A Generic Framework for Enhancing Autonomous Driving Accuracy through Multimodal Data Fusion

Abstract

Higher-level autonomous driving necessitates the best possible execution of important moves under all conditions. Most of the accidents in recent years caused by the AVs launched by leading automobile manufacturers are due to inadequate decision-making, which is a result of their poor perceivance of environmental information. In today’s technology-bound scenarios, versatile sensors are used by AVs to collect environmental information. Due to various technical and natural calamities, the environmental information acquired by the sensors may not be complete and clear, due to which the AVs may misinterpret the information in a different context, leading to inadequate decision-making, which may then lead to fatal accidents.

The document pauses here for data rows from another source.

Issue #5745, opened 2016-04-05
2.4.2 Regression involving treeForAddon


jskeate:
Seems like a Broccoli Filter runs in <=2.4.1, but stops working in 2.4.2.

Set up two new projects, one app, one addon.

In the app: change `app/templates/application.hbs` to `{{imported-component}}`

In the addon, generate `imported-component`:

```javascript
import Ember from 'ember';
import layout from '../templates/components/imported-component';

export default Ember.Component.extend({
  layout,

  modified: false
});
```

```handlebars
In imported-component... {{unless modified 'not'}} modified
```

Addon index.js:

```javascript
/* jshint node: true */
'use strict';

var Filter = require('broccoli-filter');

class TestFilter extends Filter {
  canProcessFile(relativePath) {
    return relativePath.indexOf('imported-component') !== -1;
  }

  processString(content, relativePath) {
    return content.replace(/false/g, 'true');
  }
}

module.exports = {
  name: 'xyz',

  isDevelopingAddon() {
    return true;
  },

  treeForAddon(tree) {
    tree = new TestFilter(tree);
    return this._super.treeForAddon.call(this, tree);
  }
};
```

ember-cli 2.4.1: get a page saying "In imported-component... modified"

ember-cli 2.4.2: get a page saying "In imported-component... not modified"

Turbo87:
we've traced this down to https://github.com/ember-cli/ember-cli/pull/5561 and https://github.com/ember-cli/ember-cli/blob/17619b8f949a200122df62b7a14c66ea7e68f932/lib/models/addon.js#L684-L686 in particular

PR #5840, opened 2016-04-25
Fix treeForAddon example

jasonmit:
The example below does not work in it's current form as the tree you pass into `this._super.treeForAddon` doesn't actually get processed and instead gets replaced.

This was introduced I believe in 2.4.2 and once the bug is fixed this example will continue to work as expected.

Related to https://github.com/ember-cli/ember-cli/issues/5745

### DIFF
--- a/lib/models/addon.js
+++ b/lib/models/addon.js
@@ -436,8 +436,8 @@ var Addon = CoreObject.extend({
 
     @example
     ```js
-    treeForAddon: function(tree) {
-      tree = this._super.treeForAddon.call(this, tree);
+    treeForAddon: function() {
+      var tree = this._super.treeForAddon.apply(this, arguments);
       var checker = new VersionChecker(this);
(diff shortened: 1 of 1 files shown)


lib/models/addon.js
```diff
@@ -437,14 +437,15 @@ var Addon = CoreObject.extend({
     @example
     ```js
     treeForAddon: function(tree) {
+      tree = this._super.treeForAddon.call(this, tree);
```
Turbo87: this should probably be `this._super.treeForAddon.apply(this, arguments);` instead to make sure it won't forget to pass any additional arguments

jasonmit:
Done feel free to squash in the git merge

Turbo87:
@jasonmit awesome, thanks!

@homu r+

jasonmit:
Test failure looks unrelated

Turbo87:
@homu retry

jasonmit:
Thanks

To overcome this drawback, effective preprocessing of raw sensory data is a mandatory task. Pre-processing the sensory data involves two vital tasks, namely data cleaning and data fusion. Since the raw sensory data are complex and exhibit multimodal characteristics, more emphasis is given to data preprocessing. Since more innovative models have been proposed for data cleaning, this study focused on data fusion. In particular, this study proposed a generic data fusion engine, which classifies different formats of sensory data and fuses them accordingly to improve accuracy. This study proposed a generic framework to fuse the text, image, and audio data. In the first stage of this research, an innovative hybrid model was proposed to fuse multispectral image and video data. Simple and efficient models to extract the salient image features were also proposed. The hybrid image fusion model that was proposed did not yield satisfactory outcomes when combining 3D point cloud data, and its performance declined when evaluating large datasets. To address this issue, the study expanded by introducing an advanced generative adversarial network (GAN) to transform the hybrid image fusion model into a machine learning model capable of handling substantial datasets. Additionally, customized kernel functions were suggested to fuse 3D point cloud data effectively. The performance of the proposed models was assessed using standard metrics and datasets, comparing them with existing popular models. The results revealed that the proposed image fusion model outperformed the other models.